Bed bug work is a time-consuming, labor-intensive process. Throw in multiple residences and a few uncooperative tenants, and controlling the pests can become more like an expensive game of whack-a-mole.

Pest management professionals shared reminders to help improve the game-day strategy for eliminating bed bugs in multi-unit housing:

1. SHOW SOME RESPECT. “That’s kind of where it starts,” says Doug Smith, president of Apex Pest Control, Milton, Ont. Bed bug work is “way more intimate” than other pest control services, and technicians, like first responders, see a lot. “Unless you know the (tenant’s) entire story, you can’t pass judgment,” he says. Even contrarian tenants are more cooperative when shown respect, says Daniel Morgan, president of GreenTech Bug Heat, Toronto. “We can win people over quite easily by just explaining to them that, look, you don’t have to live in a place where you’re getting bit every night, and we’re here to help you,” he says.

2. DIG INTO DETAILS. Controlling bed bugs requires a strict, almost obsessive attention to detail. “They will hide in the craziest places you’ve ever seen in your life,” says Morgan, who has found them living in the gap of a crescent wrench, a Wi-Fi router and the pinch pleats of draperies. Jim Petty, owner of Petty Pest Control Services in Hamilton, Ont., has asked landlords to remove baseboards — not an easy task in old buildings when heavy molding is covered in decades’ worth of paint — to get better access for an insecticide dust application.

3. LOOK UP. When inspecting units, don’t overlook the ceiling. With longer-term, multi-generational bed bug infestations, female bed bugs often crawl upward, laying eggs in the crease where walls meet the ceiling and in the ceiling corners. “If you look up and you see a little cluster of bed bugs up at the top of the ceiling, it tells me right away that this is not a new problem, and from there I know I need to do things a little bit differently,” says Morgan of choosing a treatment strategy.

4. PREP FOR THE PREP. Inadequate site preparation “is the biggest impediment to a good treatment,” says Petty. So before his technicians arrive onsite to start treatment, he works with landlords and tenants to secure their buy-in and help them understand why it is so important to prepare units properly despite the inconvenience. Petty’s crew lends assistance to elderly and infirm tenants. “It needs to get done if they want to get rid of them,” he says of the pests.

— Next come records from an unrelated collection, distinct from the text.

PR #364, opened 2025-03-06
Bugfix/add missing show quick settings toggle hungarian translation

mobal:
I found two missing hungarian translations (missing from localisation file). With this PR I would like to fix it.


stuarthayhurst:
Could you also deal with the 2 translations marked as fuzzy please? If they're already correct you can just remove the fuzzy tag.

stuarthayhurst:
Thanks :)

PR #368, opened 2025-05-03
Fix Russian translation

FraxinusAcer:
Updated the Russian translation.

Files of other languages have been synchronized to the current version.

### DIFF
--- a/caffeine@patapon.info/locale/ru.po
+++ b/caffeine@patapon.info/locale/ru.po
@@ -1,79 +1,83 @@
+#
+# Fraxinus Acer <>, 2025.
+#
 msgid ""
 msgstr ""
 "Project-Id-Version: gnome-shell-extension-caffeine\n"
 "Report-Msgid-Bugs-To: \n"
-"POT-Creation-Date: 2024-11-01 07:51+0100\n"
-"PO-Revision-Date: 2023-09-11 21:41+0300\n"
-"Last-Translator: Aleksandr Melman <Alexmelman88@gmail.com>\n"
+"POT-Creation-Date: 2025-05-03 13:42+0300\n"
+"PO-Revision-Date: 2025-05-03 13:58+0300\n"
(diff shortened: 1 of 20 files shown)


caffeine@patapon.info/locale/ru.po
```diff
@@ -1,79 +1,83 @@
...
 msgstr " часы "
 
-#: extension.js:219
+#: extension.js:576
 msgid " minute"
 msgstr " минута"
 
-#: extension.js:222 preferences/timerPage.js:206
+#: extension.js:579 preferences/timerPage.js:206
+#, fuzzy
```
stuarthayhurst, line 52: Could you take care of the fuzzy translations for this file please? If they're fine you can just remove the tag :)

stuarthayhurst:
Some of the fuzzy translations in the other language files that were synchronised seem to be duplicates of other interface strings, so they're going to be mislabelled. It's probably better to leave those files as outdated so those strings are untranslated and then someone can come and translate them, or at the least we're not showing something _incorrect_.

caffeine@patapon.info/locale/ru.po
FraxinusAcer: After updating the translation file, I used this [ https://gitlab.gnome.org/GNOME/gtranslator/ ] program and made changes only to the untranslated lines.

I don't understand the code, and I don't know why the previous translator marked these lines like that. If I see these lines in the UI, I will fix fuzzy and improve them.

stuarthayhurst: It gets marked as fuzzy when the translations are updated from the code after something changes and it's not quite a match anymore. Instead of just erasing the string and leaving it untranslated, it marks it as fuzzy and leaves it there.

FraxinusAcer:
Thank you for your attention. 
I fixed these my mistake, but I was unable to change this pull request.
See: https://github.com/eonpatapon/gnome-shell-extension-caffeine/pull/369

PR #379, opened 2025-06-05
Fallback To Adawaita Style Icons 

ochi12:
image
image

I noticed that some of the fallback icons are Yaru Style so those icons Adawaita style. Theming is unaffected and I'm actually currently on PR in Yaru for the yaru themed icons


stuarthayhurst:
Should the apps icon be so blurry? Other than that, looks good :)

PR #383, opened 2025-06-09
Replace Depracated App Chooser with Custom One

ochi12:
Stated in gjs-docs
image

Custom Implementation Requires Gtk.Window or Adw.Window as Base Class.
Gtk TreeView is also depracted replaced by Gtk.ListView

### new app chooser as of this PR
image
<br>
made it as close as the original one.

### todo
- [x]  implement double click handling on single selection item 
- [ ]  handle Force Quit
- [x]  auto refresh app list when new app is installed or uninstalled
- [x] handled proper Tab Navigation
- [x]  handle scroll bug
- [x]  updated source to smaller chunnks
- [ ]  clean up source (eg. change all call backs to callername + CB as prefix)

### DIFF
--- a/caffeine@patapon.info/preferences/appsPage/appChooser.js
+++ b/caffeine@patapon.info/preferences/appsPage/appChooser.js
@@ -112,17 +112,19 @@ const CustomAppList = GObject.registerClass({
         this._query = null;
         this._desktopAppInfoCache = new Map();
 
-        const baseModel = this._generateBaseModel();
-        const filterModel = new Gtk.FilterListModel({
-            model: baseModel,
-            filter: Gtk.CustomFilter.new(this._filterCallBack.bind(this))
+        this._baseModel = this._generateBaseModel();
+        this._filter = Gtk.CustomFilter.new(this._filterCallBack.bind(this));
+        this._filterModel = new Gtk.FilterListModel({
+            model: this._baseModel,
+            filter: this._filter
         });
-        const sortModel = new Gtk.SortListModel({
-            model: filterModel,
-            sorter: Gtk.CustomSorter.new(this._sorterCallBack.bind(this))
+        this._sorter = Gtk.CustomSorter.new(this._sorterCallBack.bind(this));
+        this._sortModel = new Gtk.SortListModel({
+            model: this._filterModel,
+            sorter: this._sorter
         });
 
-        this._singleSelection = Gtk.SingleSelection.new(sortModel);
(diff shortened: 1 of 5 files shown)


stuarthayhurst:
> But what should be added is a way to refresh the list for new apps installed. There is actually a way to do it with Gio

There's a signal on `Shell.AppSystem` that you can use to detect changes to the installed apps if you weren't aware

ochi12:
> > But what should be added is a way to refresh the list for new apps installed. There is actually a way to do it with Gio
> 
> There's a signal on `Shell.AppSystem` that you can use to detect changes to the installed apps if you weren't aware
Oh yeah I meant Shell.AppSystem kinda mixed it up. Its been I while since updated my splash screen indicator extension

ochi12:
> > But what should be added is a way to refresh the list for new apps installed. There is actually a way to do it with Gio
> 
> There's a signal on `Shell.AppSystem` that you can use to detect changes to the installed apps if you weren't aware

If I implement this, should it be an auto refresh or refresh by button click?

stuarthayhurst:
> If I implement this, should it be an auto refresh or refresh by button click?

Auto-refresh probably makes more sense, it's not like it's a really active signal that's going to slow the interface down with hundreds of refreshes.

> Also since its a new change I might as well sleep in some search variation like matching

I'm not sure I follow, sorry

ochi12:
implemented better search
[Screencast From 2025-06-10 01-42-31.webm](https://github.com/user-attachments/assets/98270ddf-d4cc-4f30-bf6a-409b4dcc6414)

ochi12:
Implemented better search filter
[Screencast From 2025-06-10 01-42-31.webm](https://github.com/user-attachments/assets/45537e6d-377a-4bfb-8bcd-954c6786ef5f)

caffeine@patapon.info/preferences/appsPage/appChooser.js
```diff
@@ -0,0 +1,368 @@
...
+   version 3 of the License, or (at your option) any later version.
+
+   Caffeine is distributed in the hope that it will be useful, but WITHOUT ANY WARRANTY;
+   without even the implied warranty of MERCHANTABILITY or FITNESS FOR A PARTICULAR PURPOSE.
+   See the GNU General Public License for more details.
+
+   You should have received a copy of the GNU General Public License along with Caffeine.
+   If not, see <https://www.gnu.org/licenses/>.
+
+   Copyright 2022 Pakaoraki
```
stuarthayhurst, line 15: Is this correct?

PR #385, opened 2025-07-07
Add Ukranian translation

freeducks-debug:


caffeine@patapon.info/locale/uk.po
```diff
@@ -0,0 +1,417 @@
...
+
+#: preferences/generalPage.js:200 preferences/generalPage.js:232
+msgid "New accelerator…"
+msgstr "Нове скорочення…"
+
+#: preferences/timerPage.js:41
+msgid "Timer"
+msgstr "Таймер"
+
+# Не знаю як перекласти "preset".
```
stuarthayhurst, line 245: I don't know any Ukrainian I just used Google translate to sanity check the translations, did you need more context for preset? We can add a translators comment in the source code that gives more context for translators.

PR #421, opened 2026-02-28
Fix lint workflow

stuarthayhurst:
The workflow was selecting the latest version of ESLint, which the config wasn't ready for, causing lint failures:
 - Fix the config for the newer versions
 - Update to the latest version
 - Tell the workflow to use the configured version

Should fix the failures in #419 and #420


stuarthayhurst:
Merging this so I can get some of the longer standing pull requests merged, and allow GNOME 50 support to go in smoothly

PR #430, opened 2026-05-20
Improved pt_BR translation to be more natural

Raffa064:
- Added missing translations
- Improved some translations to be more natural
- Fixed app's name gender to be gramatically correct


stuarthayhurst:
Thanks!

PR #433, opened 2026-07-15
perf: non-blocking DBus IPC calls and timer optimization

ducky-duke:
## Description
This PR addresses main-thread UI blocking bottlenecks and GLib timer issues:

1. **Async DBus Inhibit Calls**:
   - Replaced synchronous  in `extension.js` with async `InhibitRemote(...)`.
   - Added handling for in-flight requests if uninhibit is triggered prior to DBus callback response.

2. **Async MPRIS Player DBus Discovery**:
   - Replaced synchronous `ListNamesSync()` in `mprisMediaPlayer2.js` with async `ListNamesRemote(...)` to avoid stalling GNOME Shell on startup/refresh.

3. **Timer Logic Consolidation & Safe Source Removal**:
   - Consolidated dual GLib timeouts (`_timePrint` & `_timeOut`) into a single 1-second interval GLib source to prevent timer drift.
   - Guarded `GLib.Source.remove()` checks in `_removeTimer()` against null handles and already-expired sources, preventing `GLib-CRITICAL` log spam.

### DIFF
--- a/caffeine@patapon.info/extension.js
+++ b/caffeine@patapon.info/extension.js
@@ -122,6 +122,7 @@ const InhibitorManager = GObject.registerClass({
 
         this._isInhibited = false;
         this._inhibitorCookie = null;
+        this._inhibitGeneration = 0;
         this._userEnabled = false;
         this._triggerApp = null;
         this._tempManageLight = false;
@@ -394,23 +395,30 @@ const InhibitorManager = GObject.registerClass({
         }
 
         this._isInhibited = true;
+        const generation = ++this._inhibitGeneration;
         this._sessionManager.InhibitRemote(
             'caffeine-gnome-extension',
             0,
             'Inhibited by Caffeine GNOME extension',
             inhibitFlags,
             (result, error) => {
+                // Ignore stale responses: a remove or a newer inhibit
+                // superseded this request while it was in flight
+                if (generation !== this._inhibitGeneration) {
+                    if (!error) {
+                        const [cookie] = result;
+                        this._sessionManager.UninhibitRemote(cookie);
+                    }
+                    return;
+                }
                 if (error) {
                     this._isInhibited = false;
                     log(`Failed to add inhibitor: ${error}`);
+                    this.emit('update');
                     return;
                 }
                 const [cookie] = result;
-                if (!this._isInhibited) {
-                    this._sessionManager.UninhibitRemote(cookie);
-                } else {
-                    this._inhibitorCookie = cookie;
-                }
+                this._inhibitorCookie = cookie;
             }
         );
     }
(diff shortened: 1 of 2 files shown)


caffeine@patapon.info/extension.js
```diff
@@ -860,16 +872,15 @@ class Caffeine extends QuickSettings.SystemIndicator {
...
-                return GLib.SOURCE_CONTINUE;
-            });
-
-            this._timeOut = GLib.timeout_add(GLib.PRIORITY_DEFAULT, timerDelay * 1000, () => {
-                // Disable Caffeine when timer ended
-                this._removeTimer();
-                if (this._state) {
-                    this._handleToggleClick();
+                if (secondLeft <= 0) {
+                    this._timePrint = null;
```
stuarthayhurst, line 876: Does this really need to be set to `null` if `this._removeTimer()` is called immediately after?

stuarthayhurst:
> Replaced synchronous in extension.js with async InhibitRemote(...)

You mentioned this was for performance, was there an issue with performance? We swapped to synchronous calls because Caffeine kept losing track of the inhibitor, and just calling it synchronously was by far the easiest and most reliable fix.

caffeine@patapon.info/extension.js
ducky-duke: Yes, it's deliberate. We're inside the `_timePrint` source's own callback and about to return `GLib.SOURCE_REMOVE`, so GLib destroys the source for us. Nulling `this._timePrint` first makes `_removeTimer()`'s `if (this._timePrint !== null)` guard skip the `GLib.Source.remove()` call — otherwise we'd remove a source that's currently being dispatched and already about to be auto-removed, which is the double-removal that logs `GLib-CRITICAL: Source ID … was not found`. We still call `_removeTimer()` for the rest of its cleanup (label flush, `_timerEnable = false`). I can add a short comment here since the ordering isn't obvious.

ducky-duke:
Fair point on the inhibitor — the sync `Inhibit` call is cheap and infrequent, so making it async isn't really worth reintroducing the tracking issues you hit before.

Would you prefer I drop that change and keep `Inhibit` synchronous, scoping this PR down to just the MPRIS async discovery (which does block Shell startup) and the timer fixes? I can revisit the inhibitor separately later if it's ever worth it with actual profiling.

caffeine@patapon.info/extension.js
stuarthayhurst: Yeah I think a comment would go a long way here, thanks

stuarthayhurst:
> Would you prefer I drop that change and keep `Inhibit` synchronous

Yes, unless we actually hit performance issues, it's quite nice to not have to worry about race conditions here

> MPRIS async discovery (which does block Shell startup)

I haven't actually looked at this at all, I don't use the feature myself so I'll have to spin up a VM to test it properly. If it does fix a bug and it's the best way to do it then it's definitely worth keeping.

> and the timer fixes

The code looks cleaner (+1), but does this explicitly fix any bugs I can test?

5. TEACH TENANTS. Bed bugs spread when tenants are afraid to report them. “We educate the tenants on behalf of the landlords and tell them No. 1, you’re not in trouble, and No. 2, we want to know if you have bed bugs, because the sooner you report it, the easier it will be for us to fix the problem and the less expensive it will be for the landlord,” says Morgan. Also helpful: clearly worded preparation checklists and hand-outs explaining the treatment and how to prevent reintroductions of the pest.

6. SET UP REMINDERS. People are busy and have short memories. As such, it pays to remind landlords in advance and more than once of impending treatment or follow-up visits. Before Apex set up a reminder system, technicians might show up to find notifications unposted or units unprepared and then have to charge unable-to-treat fees. “If a client starts getting tagged with too many of those, then that’s not a good relationship,” Smith says.

7. CONSIDER MULTIPLE SOLUTIONS. “There is no Holy Grail in our business with bed bugs. It takes a whole bunch of different approaches” to eliminate the pests, says Smith. Depending on the client’s needs and infestation, experienced PMPs use a mix of pesticides — liquids, dusts, aerosols — along with vacuuming, steaming, mattress encasements, heat treatments and canine inspection. If cost is an issue, just encase the box spring, which provides more harborage for bed bugs and is more difficult to access, advises Smith.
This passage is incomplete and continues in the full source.